Crowdsourcing Data Analysis: The complexities of free data labor in a data hungry market – DataCrunch

Companies don’t know where to look to find the data analysts they need. A February 2017 article reported that 40% of major companies are struggling to find reliable data analysts to hire. According to TechTarget, “a lack of skills remains one of the biggest data science challenges,” and many tech magazines have reported something similar. This has led to companies sponsoring campaigns encouraging people to learn coding and universities to create comprehensive data analysis training programs. But it has also led to the widespread use of crowdsourcing data analysis. Crowdsourcing, while not a new tool in data science, has recently become extremely popular as a way for companies to fulfill their data analysis needs, from gritty data cleaning to full blown model creation. Last month DataCrunch reported on Kaggle, a website that allows companies to host competitions with a dataset they need to be analyzed in some way. Another example is DrivenData, who do activism work themselves but have a similar competition layout that runs their projects. The way the competition model works is that the participant or group whose model is chosen as the best by the company receives a cash prize. However, these competitions get a large enough number of submissions that the chance of winning the prize is rather low.
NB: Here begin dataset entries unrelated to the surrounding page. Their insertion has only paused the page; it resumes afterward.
PR #2057, opened 2026-09-08
perf(merkle-tree): optimize same-height multi-matrix hashing

Nashtare:
## Summary

Complements #2051 by optimizing the packed KeccakF/u64 path when several matrices share a leaf or injection layer.

The concatenated `flat_map` iterator inhibits vectorization when serializing pairs of 32-bit field elements into u64s. Staging the packed field elements first gives the hasher a simple contiguous iterator.

## Changes

- Add a default-off `CryptographicHasher::PREFER_CONTIGUOUS_INPUT` hint, enabled for packed-u64 serialization of 32-bit fields.
- Reuse scratch buffers within Rayon jobs for both leaf hashing and injected layers, retaining existing parallel granularity.
- Preserve concatenation across matrix boundaries before serialization, including partial u64s.
- Keep single-matrix hashing, scalar tails, and proof formats unchanged. Poseidon and Goldilocks remain unstaged.
- Add compatibility tests and benchmarks covering multiple matrix counts, uneven widths, and injected layers.

## Performance

Apple M4 Pro, Rust 1.98.0, eight Rayon workers. Full BabyBear MMCS commitments with 32,768 rows and two 128-column matrices:

| Path | Unstaged | Staged | Reduction |
|---|---:|---:|---:|
| Leaf | 4.659 ms | 3.034 ms | 34.9% |
| Injection | 5.858 ms | 4.259 ms | 27.3% |

Small-tree cases also improve. Separate clean-`main` comparisons detected no regression in single-matrix Keccak or Poseidon controls.

These are local commitment timings, not end-to-end prover speedup claims. Native x86 performance has not been measured.

Reproduce the representative cases with:

```sh
RAYON_NUM_THREADS=8 cargo bench -p p3-merkle-tree --features parallel --bench multi_matrix -- 'keccak_f/.*/(leaf|injection)/32768x128\+128$' --noplot
```

## Validation

- Pass the full workspace parallel test suite and doctests in the normal test profile, with debug symbols and incremental compilation disabled to limit disk usage.
- Compare complete digest layers, caps, opened rows, and authentication paths against the unstaged implementation, with verification and tamper-rejection checks.
- Cover odd widths/heights, scalar remainders, mixed-height injection, binary/quaternary trees, caps, and salted commitments.
- Pass 129 serial tests, 400 parallel tests, and six release-mode Keccak-backed proof examples.
- Pass workspace-wide Clippy, formatting, x86 default/AVX2/AVX-512 compilation, and WebAssembly library checks.
- Pass 275 tests when combined with #2051 at `851b124828b8f83358a10139e921a69eed21ba7c`; the combined benchmark retains the speedup.

The #2051 integration was checked in a separate worktree. This PR does not include its changes.

The workspace-wide `--release` run stops on two pre-existing `p3-lookup` tests, `generate_permutation_exclusive_rejects_non_boolean_flag` and `generate_permutation_exclusive_rejects_two_active_flags`. Both failures were reproduced on unmodified `main`: their expected panics come from `debug_assert!` checks disabled in release builds. No lookup changes are included here.

### DIFF
--- a/merkle-tree/Cargo.toml
+++ b/merkle-tree/Cargo.toml
@@ -30,6 +30,7 @@ tracing.workspace = true
 [dev-dependencies]
 p3-baby-bear = { path = "../baby-bear" }
 p3-blake3 = { path = "../blake3" }
+p3-goldilocks = { path = "../goldilocks" }
 p3-keccak = { path = "../keccak" }
 p3-mds = { path = "../mds" }
 p3-rescue = { path = "../rescue" }
@@ -43,6 +44,10 @@ harness = false
 
 [[bench]]
 name = "pruned_verify"
+harness = false
+
+[[bench]]
+name = "multi_matrix"
 harness = false
 
 [lints]
--- a/merkle-tree/benches/multi_matrix.rs
+++ b/merkle-tree/benches/multi_matrix.rs
@@ -1,0 +1,140 @@
+//! Compare equal-width commitments split across matrices, including injected layers.
+//! `current` uses the hasher's staging hint; `unstaged` retains the flat iterator.
+//! Input matrices are generated once and borrowed during each timed commitment.
+//!
+//! Run with a fixed worker count, for example:
+//! `RAYON_NUM_THREADS=8 cargo bench -p p3-merkle-tree --features parallel --bench multi_matrix`
+
+use std::hint::black_box;
+use std::time::Duration;
+
+use criterion::{BenchmarkId, Criterion, criterion_group, criterion_main};
+use p3_baby_bear::{BabyBear as F, Poseidon2BabyBear};
+use p3_commit::Mmcs;
+use p3_field::{Field, PackedValue};
+use p3_goldilocks::Goldilocks;
+use p3_keccak::{KeccakF, VECTOR_LEN};
+use p3_matrix::Matrix;
+use p3_matrix::dense::RowMajorMatrix;
+use p3_merkle_tree::MerkleTreeMmcs;
+use p3_symmetric::{
+    CompressionFunctionFromHasher, CryptographicHasher, PaddingFreeSponge,
+    PseudoCompressionFunction, SerializingHasher, TruncatedPermutation,
+};
+use rand::SeedableRng;
+use rand::distr::{Distribution, StandardUniform};
+use rand::rngs::SmallRng;
+use serde::Serialize;
+use serde::de::DeserializeOwned;
+
+#[derive(Clone)]
+struct Unstaged<H>(H);
+
+impl<T: Clone, Out, H: CryptographicHasher<T, Out>> CryptographicHasher<T, Out> for Unstaged<H> {
+    fn hash_iter<I: IntoIterator<Item = T>>(&self, input: I) -> Out {
+        self.0.hash_iter(input)
+    }
+}
+
+fn split<F: Field>(matrix: &RowMajorMatrix<F>, widths: &[usize]) -> Vec<RowMajorMatrix<F>> {
+    let mut start = 0;
+    widths
+        .iter()
+        .map(|&width| {
+            let mut values = Vec::with_capacity(matrix.height() * width);
+            for row in matrix.values.chunks_exact(matrix.width()) {
+                values.extend_from_slice(&row[start..start + width]);
+            }
+            start += width;
+            RowMajorMatrix::new(values, width)
+        })
+        .collect()
+}
+
+fn bench_hash<F, P, PW, H, C, const D: usize>(criterion: &mut Criterion, name: &str, h: H, c: C)
+where
+    F: Field + Serialize + DeserializeOwned,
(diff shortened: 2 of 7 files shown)


tcoratger (approved):
Reviewed this as a commitment change until proven otherwise, since anything that alters what bytes reach a leaf alters the root, and two distinct openings hashing to the same leaf is a binding break.

**The leaf preimage is unchanged in every shape I could construct.** The staged arm and the pre-existing arm produce the same item sequence — `for m in matrices { scratch.extend(m.vertically_packed_row(first_row)) }` walks the slice in the same order as the `flat_map` it replaces, and `vertically_packed_row` is a deterministic `(0..width).map(|c| P::from_fn(|i| rows[i][c]))`. The sequence being identical is sufficient because the whole downstream chain is a pure function of it, which I checked link by link: `SerializingHasher::hash_iter` -> `into_parallel_u64_streams` (`field/src/integers.rs:527`, pulls `next()` twice per word, no `size_hint`, no `len`) -> `PaddingFreeSponge::hash_iter` (`sponge.rs:181`, absorbs purely via `next()`).

Worked concretely for BabyBear, widths `(3, 5)`, `M = 4`:

```text
elements:  a0 a1 a2 | b0 b1 b2 b3 b4
u64 words: [a0|a1] [a2|b0] [b1|b2] [b3|b4]     <- word 1 straddles the A/B boundary
```

Both arms produce exactly that, because both concatenate before serializing. So the PR body's "including partial u64s" is accurate. Shapes checked by hand: one matrix, several at equal height, unequal heights, zero-width, single row, odd row count. No fixtures need regenerating because nothing moved.

On the concatenation ambiguity I went looking for: it is real at the leaf-hash level — widths `(2,3)` and `(3,2)` at the same height flatten to the same preimage `x0 x1 x2 x3 x4` and share a root — but it is pre-existing, already documented, and already closed one level up. `check_widths` (`mmcs/geometry.rs:24`) rejects any opening whose per-row length differs from the verifier's `Dimensions`, and `batch.rs:184` says exactly why: "row boundaries are only authenticated by checking each row width". So the layout is pinned by the verifier's public dimension vector, not by prover discipline. This PR changes none of it.

Grouping order is deterministic on both sides: prover sorts `Reverse(l.height())` via itertools' `sorted_by_key`, which is `Vec::sort_by_key` and therefore stable, so within a height the order is insertion order; verifier does the same stable sort over its own public `dimensions`. No `HashMap` anywhere, and nothing attacker-selectable. `hash_packed_row` receives an already-ordered slice.

The unequal-height path is untouched, and there is no partial fast path to worry about — `hash_packed_row` is only ever called with a set that is already all-equal-height. The prover groups injections by `next_power_of_two()` while the verifier groups by exact height, which could in principle disagree (33 and 40 share a `next_power_of_two` of 64), but `validate_commit_reachable_heights` pins every height to exactly `ceil(max_height >> k)`, so at most one height per bucket survives and the two coincide. No new `unsafe`, no new indexing, no new panic surface.

I also checked the interaction with #2051, which merged while this was open. The two are complementary rather than competing: `first_digest_layer` now dispatches to #2051's batched driver only when `LANES > 1`, and #2051 deliberately leaves `LANES = 1` on the packed `[[uX; M]; N]` shapes with a comment saying so. That splits the two real Keccak configs cleanly — `examples/src/types.rs:28` has a `[u64; 4]` digest and stays on the packed arm, so your optimization survives the rebase; `binary-pcs/src/test_util.rs:24` has `[u8; 32]` and goes to the batched arm, where `hash_packed_row` never runs. And a leaf preimage cannot be split across two `hash_many` calls even inside the batched arm, since `rows_per_call` is a whole number of rows. `grep` also confirms this branch never calls `hash_many`/`compress_many`, so the ragged-batch assert #2051 added is no exposure.

Approving on soundness. Three things for the rebase, and a small follow-up I will send:

- After rebasing, `H::PREFER_CONTIGUOUS_INPUT` resolves unambiguously only inside `hash_packed_row`, which carries one `CryptographicHasher` bound. If the resolution hoists the check into `first_digest_layer` or `compress_and_inject` — each now carrying two such bounds — it needs the qualified form, and picking the wrong instantiation will compile and silently select the wrong arm.
- `Unstaged<H>` forwards only `hash_iter`, so post-rebase it silently resets `LANES` to 1 and `hash_many` to the default. Harmless for the `[u64; 4]` configs the tests use, but that is a coincidence of the config, and in the bench it would strip #2051's batching from the reference and overstate the delta. Worth forwarding the whole trait and overriding only the hint.
- The staging buffer has no size cap, where #2051 explicitly capped its equivalent at 8 KiB with a bail-out. At your widest bench case (2633 cols) the staged buffer is 21 KB at `VECTOR_LEN = 2` — fine on the M4 Pro the numbers come from — but 84 KB on AVX-512, an L2 round trip per leaf. Since the PR body already says native x86 is unmeasured, that is the corner to check.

The fact that these competitions are so popular seems to clash with companies’ complaints that it is impossible to hire and retain the analytics experts they need. A technical consultant reported to Forbes that “People call me with their lists of requirements, so numerous and so varied that they simply don’t exist in any one person. They don’t find what they want, and they declare it impossible to get good analytics talent.” It is concerning that companies set such high standards for hiring while also content to use the labor of the competition participants without compensation. Sure, not all submissions might be good, but assumedly the majority of participants have minimal skills and passion for data analysis, meaning that they could easily improve on the job. Another roadblock could be that most participants are students, as is the case with Kaggle, and therefore not yet eligible to be hired. But they are still putting in the work and not guaranteed to be paid, which has caused some people to wonder if these competitions are exploitative.

These dilemmas intersect in a conversation about how we define “work” itself. There is a separation between our understanding of work as a form of productivity and work as an activity worthy of payment/compensation. This separation has become increasingly difficult to navigate with the growing popularity of the internet and big data. Lots of productive tasks – work – are now being done online without the payment the workers would assumedly receive if they were performing physical tasks in the non-virtual world.

One could ask, if the competition set-up is unfair, then where is the resistance? If these people are willing to put forward the effort, then is there any reason to complain? It is not directly a situation of exploitation, as the contributors consent to the process. But still, it’s a jackpot system, with one person cashing out big and the others walking away with nothing, which is not how any other competitive work environment works. And, while these competitions models could be seen as a great learning opportunity and utilization of passion in an isolated environment, it is in the context of a supposed lack of data analysis talent that it starts to seem suspicious.

However, this payment-for-all suggestion is also complicated. If we’re asking to be paid for all the work we do with data, what about the data we produce? Every moment that we are online, whether using Facebook, or watching YouTube videos, or reading the New York Times, we are creating data that is then used by that company to better market to us, or improve their interface, or make some changes that will, likely, earn them more money. We are creating information for them without being compensated. This situation would be interpreted very differently if we were participating in a focus group for an advertising company, or aiding a psychology lab with their research. Those activities come with compensation, while data creation does not.

It would be far too simplistic to come to a conclusion here about whether data crowdsourcing is good or bad. Rather, it seems that as society’s definitions of property and ownership are shifting, our concept of work needs to be shifting as well. And if companies are going to be reporting on the gap in data analysis skills, they need to also mention the profit they gain from the hundreds of people who aid them in tasks. And if they acknowledge them, then we need to seriously consider the question: When does working with data become work?